If you'd like to see the system actually functioning, goto https://s4.its.unc.edu/SISMisc/browser/student_pass_z.jsp and click on the "Enter as Guest" button and then look for "Course Availability". (Now you know why I'm building this!)
Weirdest thing is this was working until 11am! I've had the same error before but it only lasted for few minutes. This tells me it is more of a problem somewhere than any blocking of my server by the uni.
update
Upon suggestion, I tried to play with a more legit referer/user-agent. Same result. This is what I tried:
import httplib
import urllib
headers = {'User-Agent': 'Mozilla/5.0 (Windows; U; Windows NT 5.1; en-US;rv:1.9.0.4) Gecko/2008102920 Firefox/3.0.4',"Content-type": "application/x-www-form-urlencoded","Accept": "text/plain","Referrer": "https://s4.its.unc.edu/SISMisc/SISTalkerServlet"}
data = urllib.urlencode({"progname" : "SIR033WA", "SUBJ" : "busi", "CRS" : "", "TERM" : "20099"})
c = httplib.HTTPSConnection("s4.its.unc.edu",443)
c.request("POST", "/SISMisc/SISTalkerServlet",data,headers)
r = c.getresponse()
print r.read()
This post doesn't attempt to fix your code, but suggest a debugging tool.
Once upon a time I was coding a program to fill out online forms for me. To learn exactly how my browser was handling the POSTs, and cookies, and whatnot, I installed WireShark ( http://www.wireshark.org/ ), a network sniffer. This application allowed me to view, chunk by chunk, the data that was being sent and received on the IP and hardware level.
You might consider trying out a similar program and comparing the network flow. This might highlight differences between what your browser is doing and your script is doing.
After seeing multiple requests from an odd non-browser User-Agent string, it's possible that they are blocking users not being referred to from the site. For example, PHP has a feature called $_SERVER['HTTP_REFERRER'] IIRC, which will check the page which reffered the user to the current one. Since your program is not including one in the User-Agent string (you are trying to directly access it) it is very possible they are preventing you access based upon that. Try adding a referrer into the headers of your http request and see how it goes. (preferably a page which links to the one you're trying to access)

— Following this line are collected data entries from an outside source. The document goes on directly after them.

PR #1147, opened 2024-02-19
Add Analytics Log endpoint

leszko:
Add `/analytics/log` endpoint which will be used to pass the analytics from player => analytics pipeline.

Design Doc: https://www.notion.so/livepeer/Studio-2-0-Realtime-Viewership-Backend-2511fd91b0854d09958eed1fa548f447

fix: https://linear.app/livepeer/issue/ENG-1649/implement-http-endpoint-for-periodic-events

Note that:
- Currently, the endpoint does not do anything other than logging, but I'd like to get it into staging, because:
  - It will help with the Player integration
  - It will help with checking if NGINX is passing geo data correctly
  - It will help with checking if the endpoint is exposed correctly with NGINX
- The features is behind the flag `analytics`
  - I plan to have it enabled in staging, but disabled for now in prod
  - The flag is string not bool, because bool is broken with passing from Mist => Catalyst API (the hack with inverted bool is ugly, we should not use it)
  
CC: @0xcadams

### DIFF
--- a/api/http.go
+++ b/api/http.go
@@ -66,7 +66,7 @@ func NewCatalystAPIRouter(cli config.Cli, vodEngine *pipeline.Coordinator, bal b
 	analyticsApiHandlers := &handlers.AnalyticsHandlersCollection{}
 
 	router.GET("/ok", withLogging(catalystApiHandlers.Ok()))
-	if cli.EnableAnalytics {
+	if cli.EnableAnalytics == "true" || cli.EnableAnalytics == "enabled" {
 		router.POST("/analytics/log", analyticsApiHandlers.Log())
 	}
 
--- a/api/http.go
+++ b/api/http.go
@@ -63,8 +63,12 @@ func NewCatalystAPIRouter(cli config.Cli, vodEngine *pipeline.Coordinator, bal b
 		Config:   cli,
 		Lapi:     lapi,
 	}
+	analyticsApiHandlers := &handlers.AnalyticsHandlersCollection{}
 
 	router.GET("/ok", withLogging(catalystApiHandlers.Ok()))
+	if cli.EnableAnalytics {
+		router.POST("/analytics/log", analyticsApiHandlers.Log())
+	}
 
 	// Playback endpoint
 	playback := middleware.LogAndMetrics(metrics.Metrics.PlaybackRequestDurationSec)(
--- a/api/http.go
+++ b/api/http.go
@@ -63,10 +63,10 @@ func NewCatalystAPIRouter(cli config.Cli, vodEngine *pipeline.Coordinator, bal b
 		Config:   cli,
 		Lapi:     lapi,
 	}
-	analyticsApiHandlers := &handlers.AnalyticsHandlersCollection{}
 
 	router.GET("/ok", withLogging(catalystApiHandlers.Ok()))
 	if cli.EnableAnalytics == "true" || cli.EnableAnalytics == "enabled" {
+		analyticsApiHandlers := handlers.NewAnalyticsHandlersCollection()
 		router.POST("/analytics/log", analyticsApiHandlers.Log())
 	}
 
--- a/handlers/analytics.go
+++ b/handlers/analytics.go
@@ -1,0 +1,130 @@
+package handlers
+
+import (
+	"encoding/json"
+	"fmt"
+	"github.com/golang/glog"
+	"github.com/julienschmidt/httprouter"
+	"github.com/livepeer/catalyst-api/errors"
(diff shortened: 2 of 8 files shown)


api/http.go
```diff
@@ -62,8 +62,12 @@ func NewCatalystAPIRouter(cli config.Cli, vodEngine *pipeline.Coordinator, bal b
 		Config:   cli,
 		Lapi:     lapi,
 	}
+	analyticsApiHandlers := &handlers.AnalyticsHandlersCollection{}
```
mjh1, line 65: maybe make a constructor function for this as I often find we end up needing some logic when setting up a struct like this and it can be a pain in the future updating everywhere.

handlers/analytics.go
```diff
@@ -0,0 +1,130 @@
...
+	"github.com/mmcloughlin/geohash"
+	"github.com/xeipuuv/gojsonschema"
+	"io"
+	"net/http"
+	"strconv"
+)
+
+const GEO_HASH_PRECISION = 3
+
+type AnalyticsHandler struct {
```
mjh1, line 18: Is this struct used anywhere or will we need it in a further PR?

api/http.go
thomshutt, line 65: Could this go down inside the conditional too?

handlers/analytics.go
```diff
@@ -0,0 +1,130 @@
...
+	}
+	if len(missingHeader) > 0 {
+		return &res, fmt.Errorf("missing geo headers: %v", missingHeader)
+	}
+
+	return &res, nil
+}
+
+func getOrAddMissing(key string, headers http.Header, missingHeaders []string) (string, []string) {
+	if val, ok := headers[key]; ok {
```
mjh1, line 105: It's probably better to use the helper function `headers.Get(key string)` and check if val is `""`. It just returns the first value so then no need to do `val[0]`

handlers/analytics.go
```diff
@@ -0,0 +1,130 @@
...
+	payload, err := io.ReadAll(r.Body)
+	if err != nil {
+		return nil, err
+	}
+	result, err := schema.Validate(gojsonschema.NewBytesLoader(payload))
+	if err != nil {
+		return nil, err
+	}
+	if !result.Valid() {
+		return nil, err
```
thomshutt, line 122: This should be a new error - I think at the moment it will always be nil

handlers/analytics.go
```diff
@@ -0,0 +1,130 @@
...
+	}
+	var log AnalyticsLog
+	if err := json.Unmarshal(payload, &log); err != nil {
+		return nil, err
```
thomshutt, line 126: We should wrap these errors with a `fmt.Errorf("<what we were trying to do>: %w", err)` so it's clear where they came from

thomshutt (approved):
LGTM - left a few comments about small changes but feel free to merge without a re-review

handlers/analytics.go
```diff
@@ -0,0 +1,130 @@
...
+		if err != nil {
+			glog.Warning("error parsing geo info from analytics log request header, err=%v", err)
+		}
+
+		// TODO: ENG-1650, Process analytics data and remove logging
+		glog.Info("Processing analytics log: log=%v, geo=%v", log, geo)
+	}
+}
+
+func parseAnalyticsGeo(r *http.Request) (*AnalyticsGeo, error) {
```
mjh1, line 75: maybe AnalyticsGeo could just be a value rather than a pointer, it's just a simple struct and not sure there's a need for it to be a pointer?

mjh1 (commented):
pretty much lgtm, just some nits

api/http.go
leszko: Good spot, updated in 966e638a1cc48551294ffc960a8f82364098cb9c

handlers/analytics.go
leszko: Updated in 966e638a1cc48551294ffc960a8f82364098cb9c

handlers/analytics.go
leszko: Updated in 966e638a1cc48551294ffc960a8f82364098cb9c

api/http.go
leszko: Updated in 966e638a1cc48551294ffc960a8f82364098cb9c

handlers/analytics.go
leszko: leftover, removed.

handlers/analytics.go
leszko: Updated in 966e638a1cc48551294ffc960a8f82364098cb9c

PR #1149, opened 2024-02-22
geolocation: Allow overriding lat/lon with qs

victorges:
This is to allow overriding the lat/lon used for load balancing with custom values.

It is needed for the API service to be able to trigger the pull stream to start in a location
close to the pull source, instead of close to where the API is.

The headers themselves are not overridable, since our nginx configuration uses `proxy_set_header`
which forces the value even if one is already present.

I thought about adding some kind of authorization for the override, but it feels like this context
there's no problem if a user tried to override this. They will just get redirected to a worse node. If
they are malicious, they could just hit that (and all other) nodes directly anyway.

Usage: https://github.com/livepeer/studio/pull/2073

### DIFF
--- a/handlers/geolocation/geolocation.go
+++ b/handlers/geolocation/geolocation.go
@@ -7,6 +7,7 @@ import (
 	"net/http"
 	"net/url"
 	"regexp"
+	"strconv"
 	"strings"
 
 	"github.com/golang/glog"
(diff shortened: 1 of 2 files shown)


handlers/geolocation/geolocation.go
```diff
@@ -36,8 +36,13 @@ func (c *GeolocationHandlersCollection) RedirectHandler() httprouter.Handle {
 		host := r.Host
 		pathType, prefix, playbackID, pathTmpl := parsePlaybackID(r.URL.Path)
 		redirectPrefixes := c.Config.RedirectPrefixes
-		lat := r.Header.Get("X-Latitude")
-		lon := r.Header.Get("X-Longitude")
+
+		query := r.URL.Query()
+		lat, lon := query.Get("lat"), query.Get("lon")
```
emranemran, line 41: nit: since these are query params, do we need some error checking to make sure they're in range? i.e. 
```
The numbers are in decimal degrees format and range from -90 to 90 for latitude and -180 to 180 for longitude
```

emranemran (approved):

pwilczynskiclearcode (approved):

handlers/geolocation/geolocation.go
victorges: Done! Since these are not critical inputs (same reason for not adding some security layer), I just ignore the values if they are invalid (incl from the headers). Updated PR

PR #1156, opened 2024-03-04
Add logging and redirect for /analytics/log requests

leszko:
Redirect: We want to redirect `GET /analytics/log` from `https://playback.livepeer.monster/analytics/log` => `https://mdw-staging-staging-catalyst-0.livepeer.monster/analytics/log`, so that player sticks to one catalyst node while sending analytics logs for assets (for stream it's already covered by the playback redirects).

Logging: I'm actually not sure if we should log every analytics log request. A Catalyst node currently can serve ~2.5k viewers, which means that during the peak, we'll log additional `500` logs / second (~2.5k req each 5s). It seems fine, but I'd like to double check with @pwilczynskiclearcode if that's not excessive.

fix https://linear.app/livepeer/issue/ENG-1712/fix-redirects-and-cors

### DIFF
--- a/api/http.go
+++ b/api/http.go
@@ -67,7 +67,8 @@ func NewCatalystAPIRouter(cli config.Cli, vodEngine *pipeline.Coordinator, bal b
 	router.GET("/ok", withLogging(catalystApiHandlers.Ok()))
 	if cli.EnableAnalytics == "true" || cli.EnableAnalytics == "enabled" {
 		analyticsApiHandlers := handlers.NewAnalyticsHandlersCollection(mapic, lapi, cli.AnalyticsMetricsURL, cli.NodeName)
-		router.POST("/analytics/log", withCORS(analyticsApiHandlers.Log()))
+		router.POST("/analytics/log", withLogging(withCORS(analyticsApiHandlers.Log())))
+		router.GET("/analytics/log", withLogging(withCORS(geoHandlers.RedirectHandler())))
 	}
 
 	// Playback endpoint


pwilczynskiclearcode:
Logging? You mean ingress-nginx logs?
We could disable logging `/analytics/log` by adding it into [the list of exclusions](https://github.com/livepeer/livepeer-infra/blob/master/values/ingress-nginx.values.yaml#L24)

pwilczynskiclearcode:
The player is georouted when connecting to `/hls` or `/webrtc` anyway. So maybe it could reuse the georouted URL (domain) for `/analytics/log` as well? Otherwise we geolocate twice for stream and analytics separately.

api/http.go
```diff
@@ -67,7 +67,8 @@ func NewCatalystAPIRouter(cli config.Cli, vodEngine *pipeline.Coordinator, bal b
 	router.GET("/ok", withLogging(catalystApiHandlers.Ok()))
 	if cli.EnableAnalytics == "true" || cli.EnableAnalytics == "enabled" {
 		analyticsApiHandlers := handlers.NewAnalyticsHandlersCollection(mapic, lapi, cli.AnalyticsMetricsURL, cli.NodeName)
-		router.POST("/analytics/log", withCORS(analyticsApiHandlers.Log()))
+		router.POST("/analytics/log", withLogging(withCORS(analyticsApiHandlers.Log())))
+		router.GET("/analytics/log", withLogging(withCORS(geoHandlers.RedirectHandler())))
```
pwilczynskiclearcode, line 71: Could you extend [the tests](https://github.com/livepeer/catalyst-api/blob/main/handlers/analytics_test.go#L145-L162) so they check CORS headers and GET request as well?

leszko:
> Logging? You mean ingress-nginx logs? We could disable logging `/analytics/log` by adding it into [the list of exclusions](https://github.com/livepeer/livepeer-infra/blob/master/values/ingress-nginx.values.yaml#L24)
> 
> We still have some insights using [`nginx_ingress_controller_requests`](https://eu-metrics-monitoring.livepeer.live/grafana/goto/RekLVIASR?orgId=1) prometheus metric so yes, we could get rid of the access logs.

Discussed offline.

api/http.go
leszko: Hmm, CORS and redirect kind-of not belong to `analytics.go`, because they are added from outside (in `http.go`). I see that for other cases we don't test it here, only in cucumber: https://github.com/livepeer/catalyst-api/blob/10b16410706c875ff220b3dfe4e1a6524e3b05c4/test/features/playback.feature#L51

We could add something similar, but technically it's already tested, so probably to safe to leave it as it is.

thomshutt (approved):

PR #1229, opened 2024-04-17
Use DNS redirect instead of MistUtilLoad

leszko:
When the given Catalyst node is not overloaded, then use it instead of using the node returned from MistUtilLoad


leszko:
After discussing offline, closing this, we'll try to use tagging in MistUtilLoad.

http://whatsmyuseragent.com/ can assist you in building your spoofed user agent.
you then build headers like so...
headers = {"Content-type": "application/x-www-form-urlencoded",
"Accept": "text/plain"}
and then send them as an additional parameter with your HTTPConnection request...
conn.request("POST", "/page/on/site", params, headers)
see the python doc on httplib for further reference and examples.